According to Misty Paig-Tran, a marine biologist, kite-shaped fish filter their plankton-based food from seawater, but they do not stop, close their mouths and sniffle. their hooves. and professor at California State University, Fullerton. If their filters work like sieves, they must be clogged over time, like all similar systems, from vacuum cleaners to your water filter pitcher.

But the latest research by Dr. Paig-Tran and colleagues, published Wednesday in Science Advances, shows that the manta ray uses a previously unknown filtration method that causes the particles to slide on its constraint system rather than crossing it. It is not necessary to empty its filters because they are rarely clogged.

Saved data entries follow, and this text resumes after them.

PR #783, opened 2024-09-13
use decoded id for prometheus metrics

viktorerlingsson:
use decoded id for prometheus metris

Manual


kickster97 (approved):

carlhoerberg:
Thanks!

(the terminology is that it is now _encoded_ as a base 32 string. you can't really decode an integer, it is what it is, it can only be encoded (represented) in different ways, as a base 10 string (default for `Int#to_s`) or now as a base 32 string.)

PR #785, opened 2024-09-18
lavinmqctl on follower nodes

viktorerlingsson:
Adds a HTTP server on followers that bind to `internal_unix_socket` and returns a 503. This 503 is handled by lavinmqctl which will exit with code `2` and show an error message stating that it's a follower. 

Start a follower, run lavinmqctl against it.

### DIFF
--- a/src/lavinmq/http/http_server.cr
+++ b/src/lavinmq/http/http_server.cr
@@ -14,8 +14,6 @@ module LavinMQ
     Log = ::Log.for "http"
 
     class Server
-      getter http
-
       def initialize(@amqp_server : LavinMQ::Server)
         handlers = [
           StrictTransportSecurity.new,
@@ -66,9 +64,9 @@ module LavinMQ
         addr
       end
 
-      def self.bind_internal_unix(http)
+      def bind_internal_unix
         File.delete?(INTERNAL_UNIX_SOCKET)
-        addr = http.bind_unix(INTERNAL_UNIX_SOCKET)
+        addr = @http.bind_unix(INTERNAL_UNIX_SOCKET)
         File.chmod(INTERNAL_UNIX_SOCKET, 0o660)
         Log.info { "Bound to #{addr}" }
         addr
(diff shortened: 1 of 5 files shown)


src/lavinmq/http/http_server.cr
```diff
@@ -80,6 +82,20 @@ module LavinMQ
...
       end
+
+      # Starts a HTTP server that binds to the internal UNIX socket used by lavinmqctl.
+      # The server returns 503 to signal that the node is a follower and can not handle the request.
+      def self.follower_internal_socket_http_server
+        http_server = ::HTTP::Server.new do |context|
+          context.response.status_code = 503
+          context.response.status_message = "This node is a follower and does not handle HTTP requests."
+        end
+        self.bind_internal_unix(http_server)
```
snichme, line 93: it makes sense to reuse `bind_internal_unix` but it also leaves the other method somewhat strange, for example `listen`  uses `@http` but that isn't the "correct" server when we are in follower mode. 

I think this works but makes it harder to track which "http server" we are talking about. So I would suggest copy and inline the lines from `bind_internal_unix` into the follower method.  That way we dont need to change the signature of the `bind_internal_unix` either

viktorerlingsson: Yeah, I was trying not to duplicate code, but maybe you're right. It feels a little messy mixing as it is now.

src/lavinmqctl.cr
```diff
@@ -250,6 +250,11 @@ class LavinMQCtl
 
   private def handle_response(resp, *ok)
     return if ok.includes? resp.status_code
+    if resp.status_code == 503
+      puts "[ERROR] This node is a follower and does not handle lavinmqctl commands."
```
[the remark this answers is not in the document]
viktorerlingsson: Yes, we can do that. Wanted to be me more explicit in the message you get from lavinmqctl, but we can do that in the response body instead 👍

snichme (approved):

PR #786, opened 2024-09-18
Publish to exchange

snichme:

Move the logic of publishing a message to an exchange from Vhost to the exchange. 

The idea came because of the need for the exchange to handle the messages differently for MQTT support 
but it has additional benefits like `@queue_bindings` and `@exchange_bindings` can have different types and as you may see I've used only one "bindings" for both queue and exchange. for example for FanoutExchange it's just a `@bindings : Set(Destination)` 

There is probably some more things that should move down to each subclass to make the code clearer and to support the different types that `@bindings` has now. 

specs

### DIFF
--- a/spec/message_routing_spec.cr
+++ b/spec/message_routing_spec.cr
@@ -5,8 +5,10 @@ module LavinMQ
     # Monkey patch for backward compability and easier testing
     def matches(routing_key, headers = nil) : Set(Queue | Exchange)
       s = Set(Queue | Exchange).new
-      queue_matches(routing_key, headers) { |q| s << q }
-      exchange_matches(routing_key, headers) { |x| s << x }
+      qs = Set(Queue).new
+      es = Set(Exchange).new
+      find_queues(routing_key, headers, qs, es)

To understand how manta's filters work, imagine a series of small angled slats lined up in his mouth. According to the experience of Raj Divi, a student in Dr. Paig-Tran's laboratory, when seawater passes over these structures, it forms whirlpools between each pair of slats. These swirls do not suck the particles. Instead, they grow upward, preventing plankton fragments and other particles of the sea from falling into crevices.

As a result, the particles ricochet on the slats and concentrate in the mouth while the water flows. They never really get into the filter, according to the two laboratory experiments, washing dye and colored particles on plastic versions of structures and mathematical models of what's going on. They are bounced before being lucky and then swallowed by the beam.

Dr. Paig-Tran hopes this discovery will help fight microplastics in the ocean.

The tiny pieces of plastic can end up in wastewater, but they are not treated in wastewater treatment because they are not equipped for particles of this size. Manta rays, on the other hand, are effective at filtering on such a scale.

Imagine a hoof-resistant filter modeled on the manta's mouth and placed in a treatment plant to catch plastic fragments before they are released into the environment. For Dr. Paig-Tran, this seems like an intriguing potential use of the system that she and her colleagues have described.